§ Try it: Copy nothing but the lines below running from the line containing "PR #3298, opened 2025-02-07" through the line containing "try $0.syncShutdownGracefully()", both end lines included.

[Saved data entries]

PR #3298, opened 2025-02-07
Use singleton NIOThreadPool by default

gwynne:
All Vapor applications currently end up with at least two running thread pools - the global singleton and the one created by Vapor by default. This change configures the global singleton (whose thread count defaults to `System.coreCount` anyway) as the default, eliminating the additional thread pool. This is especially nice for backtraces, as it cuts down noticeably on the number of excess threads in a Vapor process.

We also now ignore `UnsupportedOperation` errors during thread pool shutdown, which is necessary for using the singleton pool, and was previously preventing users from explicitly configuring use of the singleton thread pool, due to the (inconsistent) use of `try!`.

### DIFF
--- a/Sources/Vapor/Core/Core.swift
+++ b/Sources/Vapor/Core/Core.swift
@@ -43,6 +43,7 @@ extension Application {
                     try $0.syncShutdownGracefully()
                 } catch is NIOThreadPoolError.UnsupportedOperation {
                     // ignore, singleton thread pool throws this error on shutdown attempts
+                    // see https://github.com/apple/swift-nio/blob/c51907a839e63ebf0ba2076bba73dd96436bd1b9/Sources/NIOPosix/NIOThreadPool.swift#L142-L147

...

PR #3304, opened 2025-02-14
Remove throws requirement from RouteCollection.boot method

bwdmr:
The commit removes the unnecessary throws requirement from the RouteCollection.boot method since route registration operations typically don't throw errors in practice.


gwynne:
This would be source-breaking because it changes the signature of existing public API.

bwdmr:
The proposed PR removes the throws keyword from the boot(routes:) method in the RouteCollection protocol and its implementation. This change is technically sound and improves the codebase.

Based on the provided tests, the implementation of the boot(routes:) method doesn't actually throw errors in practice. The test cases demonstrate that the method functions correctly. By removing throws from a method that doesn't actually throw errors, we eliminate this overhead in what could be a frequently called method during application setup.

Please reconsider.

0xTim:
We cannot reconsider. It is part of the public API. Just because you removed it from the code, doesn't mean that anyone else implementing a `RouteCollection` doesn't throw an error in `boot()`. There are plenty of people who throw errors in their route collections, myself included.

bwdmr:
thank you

§ Solution for this task:
PR #3298, opened 2025-02-07
Use singleton NIOThreadPool by default

gwynne:
All Vapor applications currently end up with at least two running thread pools - the global singleton and the one created by Vapor by default. This change configures the global singleton (whose thread count defaults to `System.coreCount` anyway) as the default, eliminating the additional thread pool. This is especially nice for backtraces, as it cuts down noticeably on the number of excess threads in a Vapor process.

We also now ignore `UnsupportedOperation` errors during thread pool shutdown, which is necessary for using the singleton pool, and was previously preventing users from explicitly configuring use of the singleton thread pool, due to the (inconsistent) use of `try!`.

### DIFF
--- a/Sources/Vapor/Core/Core.swift
+++ b/Sources/Vapor/Core/Core.swift
@@ -43,6 +43,7 @@ extension Application {
                     try $0.syncShutdownGracefully()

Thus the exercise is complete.